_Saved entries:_
Start of Block
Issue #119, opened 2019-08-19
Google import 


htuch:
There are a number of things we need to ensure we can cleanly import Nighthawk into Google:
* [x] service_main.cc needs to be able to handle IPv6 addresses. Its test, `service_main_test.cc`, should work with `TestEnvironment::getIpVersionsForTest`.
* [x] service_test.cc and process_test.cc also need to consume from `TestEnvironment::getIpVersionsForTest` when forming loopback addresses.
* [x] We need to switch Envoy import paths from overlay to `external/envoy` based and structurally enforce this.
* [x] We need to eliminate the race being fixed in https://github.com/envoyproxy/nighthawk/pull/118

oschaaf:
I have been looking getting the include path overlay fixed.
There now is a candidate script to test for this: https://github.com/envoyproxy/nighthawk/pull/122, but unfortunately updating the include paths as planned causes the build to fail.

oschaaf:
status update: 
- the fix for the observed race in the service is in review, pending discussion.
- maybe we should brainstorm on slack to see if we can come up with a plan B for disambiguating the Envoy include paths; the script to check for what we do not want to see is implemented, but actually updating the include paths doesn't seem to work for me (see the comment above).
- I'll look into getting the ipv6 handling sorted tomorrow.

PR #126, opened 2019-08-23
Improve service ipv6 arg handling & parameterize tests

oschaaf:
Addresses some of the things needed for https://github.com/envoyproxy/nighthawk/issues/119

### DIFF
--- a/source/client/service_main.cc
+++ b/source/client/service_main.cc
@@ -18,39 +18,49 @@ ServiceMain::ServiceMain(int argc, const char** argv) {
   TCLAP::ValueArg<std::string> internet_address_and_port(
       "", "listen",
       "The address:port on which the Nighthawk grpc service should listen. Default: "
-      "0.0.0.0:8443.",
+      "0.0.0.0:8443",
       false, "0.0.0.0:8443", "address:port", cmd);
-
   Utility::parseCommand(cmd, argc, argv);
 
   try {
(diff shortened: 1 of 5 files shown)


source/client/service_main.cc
End of Block
State how many lines of the records hold the string "should", and nothing else.

_COMPLETED EXERCISE:_
3